马克思将“世界历史性个人”的低级阶段看作是向更高阶段过渡的必经环节。他认为:“在人类,也象在动植物界一样,种族的利益总是要靠牺牲个体的利益来为自己开辟道路的,其所以会如此,是因为种族的利益同特殊个体的利益相一致,这些特殊个体的力量,他们的优越性,也就在这里。”“因此,个性的比较高度的发展,只有以牺牲个人的历史过程为代价”(《马克思恩格斯全集》26卷Ⅱ,第125页)。 个体与类的这种矛盾,终将会以其自身的“自我否定”而走向和谐式发展,“‘人’类才能的这种发展,虽然在开始时要靠牺牲多数的个人,甚至靠牺牲整个阶级,但最终会克服这种对抗,而同每个个人的发展相一致”(同上)。这个阶段,就是马克思称之为个人从“自发的”独立阶段走向“自由个性”的共产主义阶段。正是在这个意义上,马克思指出:“共产主义和所有过去的运动不同的地方在于:它推翻了一切旧的生产关系和交往关系的基础,并且破天荒第一次自觉地把一切自发产生的前提看做是先前世世代代的创造,消除这些前提的自发性,使它们受联合起来的个人的支配”(《马克思恩格斯选集》第1卷,第77页)。

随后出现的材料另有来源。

PR #518, opened 2023-09-08
🥅 Can only purchase one NFT per class

WeiJun0827:


src/middleware/likernft.ts
```diff
@@ -36,7 +36,7 @@ export const fetchISCNPrefixes = async (req, res, next) => {
   try {
     const { class_id: classId } = req.query;
     if (!classId) throw new ValidationError('MISSING_ISCN_OR_CLASS_ID');
-    const classIds = Array.isArray(classId) ? classId : [classId];
+    const classIds = Array.isArray(classId) ? Array.from(new Set(classId)) : [classId];
```
williamchong: prefer throwing error instead of silent remove

williamchong (changes requested):

williamchong (approved):

nwingt (approved):

PR #521, opened 2023-09-11
[TAS-374] ✨ Support purchase multiple wNFT by Stripe

WeiJun0827:


src/util/api/likernft/index.ts
```diff
@@ -32,15 +32,6 @@ export async function getISCNPrefixByClassId(classId) {
   return decodeURIComponent(doc.id);
 }
 
-export async function getISCNPrefixByClassIdFromChain(classId) {
```
williamchong: Why remove from chain functions?

src/routes/likernft/fiat/stripe.ts
```diff
@@ -141,81 +114,67 @@ router.get(
...
   async (req, res, next) => {
     try {
-      const classId = req.query.class_id as string;
       const { wallet } = req.query;
       if (!(wallet || LIKER_NFT_PENDING_CLAIM_ADDRESS) && !isValidLikeAddress(wallet)) throw new ValidationError('INVALID_WALLET');
-      const { iscnPrefix } = res.locals;
-      const promises = [getNFTClassDataById(classId)];
       const {
-        nftId = '', seller = '', memo, email,
+        collects, memo, email,
```
williamchong: Please name it `collectInfoList` or `collectNftInfoList` or similar names

src/util/api/likernft/fiat/stripe.ts
```diff
@@ -276,3 +281,84 @@ export async function processStripeFiatNFTPurchase(session, req) {
...
+    const { nftId, seller } = firstListing;
+    result.nftId = nftId;
+    result.seller = seller;
+  }
+  return result;
+}
+
+export async function getNFTPurchaseInfo({
+  classId,
+  nftId = '',
```
williamchong: Is nftId a required param here?

williamchong (changes requested):
Need to also handle `processFiatNFTPurchase`

src/util/api/likernft/index.ts
WeiJun0827: No function is using it, can still keep it

src/util/api/likernft/fiat/stripe.ts
WeiJun0827: It's optional, only for listing class

src/routes/likernft/fiat/stripe.ts
```diff
@@ -141,81 +99,63 @@ router.get(
...
+        name = `${name} + ${classMetadataList.length - 1} more`;
+      }
+
       const claimToken = randomBytes(32).toString('base64url');
+
+      const iscnAndClassIdLog = {};
+      classIds.forEach((classId, i) => {
+        iscnAndClassIdLog[`iscnPrefix${i + 1}`] = iscnPrefixes[i];
+        iscnAndClassIdLog[`classId${i + 1}`] = classId;
+      });
```
williamchong, line 130: Interesting and smart way to populate stripe metadata

src/routes/likernft/fiat/stripe.ts
```diff
@@ -141,81 +99,63 @@ router.get(
...
+          classId: classIds[0],
           paymentId,
           token: claimToken,
           wallet: wallet as string,
         }),
         client_reference_id: wallet as string || undefined,
         customer_email: email,
-        cancel_url: getLikerLandNFTClassPageURL({ classId }),
+        cancel_url: getLikerLandNFTClassPageURL({ classId: classIds[0] }),
         line_items: [
```
williamchong: Actually we can list each nft as a single line item, but that would make price calculation very hard in LIKE case

williamchong (approved):

src/routes/likernft/fiat/stripe.ts
WeiJun0827: Or should we split the `LIKER_NFT_FIAT_FEE_USD` as an additional line item?

williamchong (approved):

williamchong (approved):

PR #522, opened 2023-09-18
[TAS-402] 👔 Change wNFT base currency to USD

WeiJun0827:


src/util/api/likernft/fiat/stripe.ts
```diff
@@ -315,14 +314,14 @@ export function formatLineItem(classMetadata, fiatPrice) {
...
-export function getTxFeeLineItem() {
+export function formatTxFeeLineItem(txFee) {
   return {
     price_data: {
       currency: 'USD',
       product_data: {
         name: 'Transaction Fee',
       },
-      unit_amount: Number(new BigNumber(LIKER_NFT_FIAT_FEE_USD).shiftedBy(2).toFixed(0)),
+      unit_amount: Number(new BigNumber(txFee).shiftedBy(2).toFixed(0)),
```
williamchong: Should set round up?

src/routes/likernft/purchase.ts
```diff
@@ -35,10 +34,9 @@ router.get(
         if (isFree && wallet) {
           canFreeCollect = !(await checkFreeMintExists(wallet as string, classId));
         }
-        const gasFee = isFree ? 0 : getGasPrice();
+        const gasFee = 0;
```
williamchong: Please add comment to explain hardcode

src/util/api/likernft/fiat/index.ts
```diff
@@ -54,40 +53,37 @@ export async function getPurchaseInfoList(iscnPrefixes, classIds) {
...
-    .reduce((acc, { LIKEPrice }) => acc.plus(LIKEPrice), new BigNumber(0)).toFixed(9));
-  const fiatPrices = purchaseInfoList.map(
-    ({ LIKEPrice }) => new BigNumber(LIKEPrice)
-      .multipliedBy(rate)
-      .multipliedBy(1 + buffer)
-      .toFixed(2, BigNumber.ROUND_CEIL),
-  );
-  let totalFiatBigNum = fiatPrices.reduce((acc, p) => acc.plus(p), new BigNumber(0));
-  if (totalFiatBigNum.gt(0)) totalFiatBigNum = totalFiatBigNum.plus(LIKER_NFT_FIAT_FEE_USD);
+    .reduce((acc, { price }) => acc.plus(price), new BigNumber(0)).dividedBy(rate).toFixed(0));
```
williamchong: Please round up

src/util/api/likernft/fiat/stripe.ts
WeiJun0827: hmmm `txFee` is already a round-up value?

williamchong: if we are calling `toFixed(0)` anyway might as well just define round up mode

src/util/api/likernft/purchase.ts
```diff
@@ -632,9 +669,11 @@ export async function processNFTPurchase({
     return _priceInfoList;
   });
 
-  const dbNFTTotalPrice = priceInfoList.reduce((acc, d) => acc + d.price, 0);
+  const LIKEPrices = priceInfoList.map((info) => Number(new BigNumber(info.price)
+    .dividedBy(LIKEPriceInUSD).toFixed(0, BigNumber.ROUND_UP)));
+  const totalLIKEPrice = LIKEPrices.reduce((acc, p) => acc + p, 0);
 
-  if (dbNFTTotalPrice && dbNFTTotalPrice > grantedAmount) {
+  if (totalLIKEPrice && totalLIKEPrice > grantedAmount) {
```
williamchong, line 685: Can we leave some buffer when checking/report price? We should report price which over estimate LIKE price, then check the price needed here with actual LIKE price
This is to avoid small changes in LIKE price would make the whole tx fail

src/util/api/likernft/purchase.ts
```diff
@@ -40,6 +44,27 @@ import {
...
+  if (hasCache) {
+    price = cachedPrice;
+  } else {
+    price = await axios.get(COINGECKO_PRICE_URL)
+      .then((r) => {
+        const p = r.data.market_data.current_price[CURRENCY];
+        priceCache.set(CURRENCY, p);
+        return p;
+      })
+      .catch(() => cachedPrice || LIKER_NFT_FIAT_MIN_RATIO);
```
williamchong: We can use async await here without .then and .catch?

src/util/api/likernft/purchase.ts
WeiJun0827: Is it OK to add the buffer in the labeled LIKE price & granted amount, then deduct the actual LIKE price later?
(See commit https://github.com/likecoin/likecoin-api-public/pull/522/commits/797fd55d09edf1514f962a85ce6eb2cd42b1f314)

Currently, if an NFT of $1 USD is worth $800 LIKE, the shown LIKE price will be $880 LIKE, and request a grant of $880 LIKE. So either LIKE price goes up or down less than 10%, the tx still success, and the LIKE price won't be underestimated if LIKE price goes up. (if we instead use the actual price of $800 LIKE to request a grant then check with buffer later)

williamchong: yes current one would be fine

src/util/api/likernft/purchase.ts
```diff
@@ -634,9 +673,20 @@ export async function processNFTPurchase({
     return _priceInfoList;
   });
 
-  const dbNFTTotalPrice = priceInfoList.reduce((acc, d) => acc + d.price, 0);
+  const LIKEPrices = priceInfoList.map((info) => {
+    let bigNum = new BigNumber(info.price);
+    if (shouldDeductStripeTxFee) {
```
williamchong: Can we handle stripe fee in `processFiatNFTPurchase` or `processStripeFiatNFTPurchase` ? Since this is totally a stripe or fiat only thing

williamchong (changes requested):

src/util/api/likernft/purchase.ts
WeiJun0827: Yes, that would be better. But how could we deduct the tx fee before knowing the NFT price? Since the price is fetched inside of `processNFTPurchase`.

src/util/api/likernft/purchase.ts
```diff
@@ -648,6 +648,7 @@ export async function processNFTPurchase({
   grantTxHash = '',
   granterMemo = '',
   retryTimes = 0,
+  txFeeReducer = (p: BigNumber) => p,
```
williamchong: Confusing name, the thing being reduce is revenue/profit not txFee, how about priceModifier or sth like that?

src/util/api/likernft/purchase.ts
```diff
@@ -672,8 +673,10 @@ export async function processNFTPurchase({
     return _priceInfoList;
   });
 
-  const LIKEPrices = priceInfoList.map((info) => Number(new BigNumber(info.price)
-    .dividedBy(LIKEPriceInUSD).toFixed(0, BigNumber.ROUND_UP)));
+  const LIKEPrices = priceInfoList.map((info) => {
+    const reducedFiatPrice = txFeeReducer(new BigNumber(info.price));
```
williamchong: better check txFeeReducer is defined and is a function

williamchong (approved):

williamchong (approved):

PR #528, opened 2023-09-29
✨ Reactivate verification email

williamchong:


src/util/api/users/register.ts
```diff
@@ -76,7 +77,7 @@ export async function suggestAvailableUserName(username = '') {
 export async function handleUserRegistration({
   payload,
   req,
-  // res,
+  res,
```
WeiJun0827, line 80: Should we update the caller params here?
https://github.com/williamchong/likecoin-api-public/blob/7277ac3c2ddb324cd55c8141708a18b233b73a12/src/routes/users/registerLogin.ts#L195-L203

williamchong: yes indeed

WeiJun0827 (approved):

PR #530, opened 2023-10-03
[TAS-488] ✨ Deduct the amount of Stripe tx fee for NFT checked-out with LIKE

WeiJun0827:


config/config.js
```diff
@@ -53,6 +53,7 @@ config.LIKER_NFT_MINT_MIN_BATCH = 7; // limit for USD base
 config.LIKER_NFT_LIKE_TO_USD_CONVERT_RATIO = 1024;
 config.LIKER_NFT_MIN_USD_PRICE = 1;
 config.LIKER_NFT_GAS_FEE = '200000';
+config.LIKER_NFT_PAY_BY_LIKE_PRICE_OFF = 0.4;
```
nwingt:
```suggestion
config.LIKER_NFT_LIKE_PRICE_DISCOUNT_IN_USD = 0.4;
```

src/routes/likernft/purchase.ts
```diff
@@ -93,6 +98,9 @@ router.post(
         likeWallet = wallet as string;
         grantedAmount = 0;
       }
+      const priceModifier = (p: BigNumber) => p
+        .minus(LIKER_NFT_TX_FEE_DISCOUNT_IN_USD)
+        .multipliedBy(1 - LIKER_NFT_LIKE_PRICE_DISCOUNT_RATIO);
```
nwingt: can we refactor this function to util and reuse in `calculatePayment()`

src/util/api/likernft/fiat/index.ts
```diff
@@ -37,15 +39,28 @@ export async function getPurchaseInfoList(iscnPrefixes, classIds) {
...
+      const discountedPrice = new BigNumber(price)
+        .minus(LIKER_NFT_TX_FEE_DISCOUNT_IN_USD)
+        .multipliedBy(1 - LIKER_NFT_LIKE_PRICE_DISCOUNT_RATIO);
+      return discountedPrice.isLessThanOrEqualTo(0)
+        ? acc
+        : acc.plus(discountedPrice);
+    }, new BigNumber(0))
+    .dividedBy(rate)
+    .multipliedBy(1 + buffer)
+    .toFixed(0, BigNumber.ROUND_UP));
```
nwingt: How about?
```js
const priceReducer = (acc, { price }) => {
  const discountedPrice = new BigNumber(price)
    .minus(LIKER_NFT_TX_FEE_DISCOUNT_IN_USD)
    .multipliedBy(1 - LIKER_NFT_LIKE_PRICE_DISCOUNT_RATIO);
  return discountedPrice.isLessThanOrEqualTo(0)
    ? acc
    : acc.plus(discountedPrice);
};
const priceReducerWithoutDiscount = (acc, { price }) => acc.plus(price);

const calculateTotalLIKEPrice = reducer => Number(
  purchaseInfoList
    .reduce(reducer, new BigNumber(0))
    .dividedBy(rate)
    .multipliedBy(1 + buffer)
    .toFixed(0, BigNumber.ROUND_UP)
);

const totalLIKEPrice = calculateTotalLIKEPrice(priceReducer);
const totalLIKEPriceNoDiscount = calculateTotalLIKEPrice(priceReducerWithoutDiscount);
```

WeiJun0827: I extracted the modifier and used the same reducer for both cases, to guard exceptional/unwanted cases.

config/config.js
```diff
@@ -53,6 +53,8 @@ config.LIKER_NFT_MINT_MIN_BATCH = 7; // limit for USD base
 config.LIKER_NFT_LIKE_TO_USD_CONVERT_RATIO = 1024;
 config.LIKER_NFT_MIN_USD_PRICE = 1;
 config.LIKER_NFT_GAS_FEE = '200000';
+config.LIKER_NFT_TX_FEE_DISCOUNT_IN_USD = 0.5;
+config.LIKER_NFT_LIKE_PRICE_DISCOUNT_RATIO = 0.05;
```
williamchong: Should not hardcode LIKE discount as conflict, we should just calculate fiat price - stripe fee and use that as discounted price

williamchong (changes requested):

src/util/api/likernft/fiat/index.ts
```diff
@@ -37,15 +40,29 @@ export async function getPurchaseInfoList(iscnPrefixes, classIds) {
...
+      .dividedBy(rate)
+      .multipliedBy(1 + buffer)
+      .toFixed(0, BigNumber.ROUND_UP),
+  );
+  const priceModifierWithoutDiscount = (price: BigNumber) => price;
+
+  const totalLIKEPrice = calculateTotalLIKEPrice(priceModifierForCheckoutWithLIKE);
+  const totalLIKEPriceNoDiscount = calculateTotalLIKEPrice(priceModifierWithoutDiscount);
   const totalFiatBigNum = purchaseInfoList
     .reduce((acc, { price }) => acc.plus(price), new BigNumber(0));
```
nwingt: I wonder why `purchaseInfoList` is `{ price }[]` here but `price[]` in above

WeiJun0827: Indeed, should add a `map` before calling reducer.

src/routes/likernft/payment.ts
```diff
@@ -11,8 +11,13 @@ router.get(
     try {
       const { iscnPrefixes, classIds } = res.locals;
       const purchaseInfoList = await getPurchaseInfoList(iscnPrefixes, classIds);
-      const { totalLIKEPrice, totalFiatPriceString } = await calculatePayment(purchaseInfoList);
+      const {
+        totalLIKEPriceNoDiscount,
```
williamchong: How about prediscount instead of nodiscount

src/util/api/likernft/purchase.ts
```diff
@@ -639,6 +641,21 @@ async function updateDocsForMissingSoldNFT(t, {
   });
 }
 
+// NOTE: Stripe fee per order is 5.4% + 30 cents
+export function rewardModifierForCheckoutWithUSD(priceInUSD: BigNumber, nftCountOfOrder: number) {
+  return priceInUSD
+    // all NFT share flat fee
+    .minus(new BigNumber(LIKER_NFT_STRIPE_FEE_USD_INTERCEPT).dividedBy(nftCountOfOrder))
```
williamchong: For consistency we should just minus the flat price for all nft?

williamchong (approved):

PR #531, opened 2023-10-03
[TAS-491] ✨ Add list free NFT API

williamchong:


WeiJun0827 (commented):
Should we also filter those that have expired?

WeiJun0827 (approved):

PR #532, opened 2023-10-04
[TAS-490] ✨ Add purchase free NFT book API

williamchong:


src/routes/likernft/book/purchase.ts
```diff
@@ -202,6 +219,97 @@ router.get('/:classId/new', async (req, res, next) => {
...
+        isPendingClaim: false,
+        claimToken,
+        classId,
+        priceInDecimal,
+        price: priceInDecimal / 100,
+        priceName,
+        priceIndex,
+        from,
+        status: 'new',
+        timestamp: FieldValue.serverTimestamp(),
```
nwingt, line 276: Simliar to https://github.com/williamchong/likecoin-api-public/blob/29d966026312de1d57fcefa2e236f0f767cddbf1/src/routes/likernft/book/purchase.ts#L174-L188

Can be refactorized

src/util/liker-land.ts
```diff
@@ -7,18 +7,22 @@ export const getLikerLandNFTClassPageURL = ({ classId, language }: { classId: st
...
   classId: string;
   paymentId: string;
+  free?: boolean,
   token: string;
   type?: string;
   language?: string;
   redirect?: boolean;
-}) => getLikerLandURL(`/nft/claim?class_id=${classId}&payment_id=${paymentId}&claiming_token=${token}${redirect ? '&redirect=1' : ''}${type ? `&type=${type}` : ''}`, { language });
+  priceIndex?: number;
+}) => getLikerLandURL(`/nft/claim?class_id=${classId}&payment_id=${paymentId}&claiming_token=${token}${redirect ? '&redirect=1' : ''}${type ? `&type=${type}` : ''}${free ? '&free=1' : ''}${priceIndex !== undefined ? `&price_index=${priceIndex}` : ''}`, { language });
```
nwingt, line 25: So painful to read
```suggestion
}) => {
  const qsPayload = {
    class_id: classId,
    payment_id: paymentId,
    claiming_token: token,
  };
  if (redirect) {
    qsPayload.redirect = '1';
  }
  if (type) {
    qsPayload.type = type;
  }
  if (free) {
    qsPayload.free = '1';
  }
  if (priceIndex !== undefined) {
    qsPayload.price_index = priceIndex;
  }
  const qs = Object.entries(qsPayload).map(([key, value]) => `${key}=${value}`).join('&');
  return getLikerLandURL(`/nft/claim?${qs}`, { language });
};
```

src/util/api/likernft/book/index.ts
```diff
@@ -317,9 +356,9 @@ export function validatePrice(price: any) {
     name = {},
     description = {},
   } = price;
-  if (!(priceInDecimal > 0
+  if (!(priceInDecimal >= 0
     && (typeof priceInDecimal === 'number')
-    && priceInDecimal >= MIN_BOOK_PRICE_DECIMAL)) {
+    && (priceInDecimal === 0 || priceInDecimal >= MIN_BOOK_PRICE_DECIMAL))) {
```
nwingt, line 361:
```suggestion
  if (!(
    priceInDecimal >= 0
    && typeof priceInDecimal === 'number'
    && (priceInDecimal === 0 || priceInDecimal >= MIN_BOOK_PRICE_DECIMAL)
  )) {
```

src/util/liker-land.ts
WeiJun0827: Or is it possible to format with `URLSearchParams`?

WeiJun0827 (commented):
Reviewed without additional comments

src/util/liker-land.ts
williamchong: Actually yes, but actually I think we all use `querystring` else where, actually should use `querystring` to keep things consistent..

更为重要的是,在马克思看来,后发的现代化国家,应当站在已经存在的世界历史高度,面对早发的“世界历史性个人”的自发性局限,积极地建构“世界历史性个人”的新模式。正如世界历史形成后,各民族可以根据已有的发展高度来把握自身发展的起点,而不必“从头做起”,“世界历史性个人”的建构也是如此。如果说,马克思的“工业较发达的国家向工业较不发达的国家所显示的,只是后者未来的景象”的思想,不是作为发展模式的范导,即A变为B的过程,而是作为后发现代化国家在发展中减轻“分娩痛苦”的价值参照的话,那么,“世界历史性个人”的形成也没有固定的模式。
马克思曾在早期的著作中设想落后的德国经济状况不必重复英法等国的老路,而是径直完成经济发达国家所趋向但尚未出现的真正的“人”的革命。马克思的这个思想在当时的表达方式还存有费尔巴哈人本主义的痕迹,但问题所触及的实质却是科学的、深刻的。
三、中国社会主义市场经济建设呼唤有特色的“世界历史性个人”
从经济学的角度看,中国社会主义市场经济体建设,是资源配置的手段,目的是达到生产力的迅速发展。从哲学的角度说,社会主义市场经济建设也是一场“人”的革命,即将现实的中国人塑造成有特色的“世界历史性个人”。
现实的中国人处于历史、现代、未来状态之中。面对历史,国人需要摆脱历史因袭的重负,从血缘依附、政治依附的传统个人走向独立人格的现代人。面对现代,国人处于世界历史的整体之中,有可能借助于已有的发展模式缩短独立人格的成长过程,中国人不仅应当同其它民族的人民生活在同一世纪里,更应当同其它民族特别是发达国家的人民生活于同一时代之中。面对未来,国人不应重复发达国家个人形成的旧模式,而是寻求积极的“世界历史性个人”发展的新途径。西方国家以个人本位为取向的个人发展模式,在带来巨大的生产力效应的同时,也出现了严重的负效应,中国的个人发展构想,应当形成自身的特色。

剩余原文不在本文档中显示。